Agenda ini dihadiri langsung oleh jajaran pejabat Dinas Perhubungan beserta perwakilan pengemudi angkutan digital.
Pihak otoritas ingin penataan lalu lintas di lapangan tidak sekadar fokus pada tindakan penertiban saja.
Upaya penegakan hukum harus dibarengi dengan solusi fasilitas yang konkret bagi para pekerja jalanan.
Sebagai bentuk tindak lanjut, pihak Dinas Perhubungan akan segera mengundang berbagai pihak terkait.
Pertemuan tersebut melibatkan komunitas ojek online, perusahaan operator aplikasi, hingga para pengelola pusat perbelanjaan.

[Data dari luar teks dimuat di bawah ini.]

PR #217, opened 2020-08-05
Pin celery and kombu versions to 4.x.x

chmeliik:
Kombu 5.0.0 has been released while the corresponding Celery version is
still in alpha, this means we end up installing an unsupported version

BACA JUGA:Gokil! Start P20, Veda Ega Pratama Ngacir Tembus 5 Besar di Moto3 Ceko 2026
Fokus pembahasan utama adalah penyediaan tempat tunggu atau shelter resmi di kawasan perkantoran.
Fasilitas tersebut sangat penting ditempatkan pada titik aktivitas publik yang rawan memicu kemacetan lalu lintas.
Kepala Dinas Perhubungan DKI Jakarta, Budi Awaluddin, memberikan penjelasan mengenai rencana koordinasi kelembagaan tersebut secara langsung.
Ia menekankan pentingnya dukungan fasilitas parkir yang lebih tertata dari pihak swasta.
"Masukan dari teman-teman ojol kami catat. Kami ingin penertiban di lapangan tidak berdiri sendiri, tetapi diikuti koordinasi dengan pengelola gedung dan operator agar ada dukungan fasilitas parkir yang lebih tertata," jelas Budi Awaluddin.
Langkah persuasif ini diharapkan mampu mengurangi angka pelanggaran parkir di fasilitas ruang jalan publik.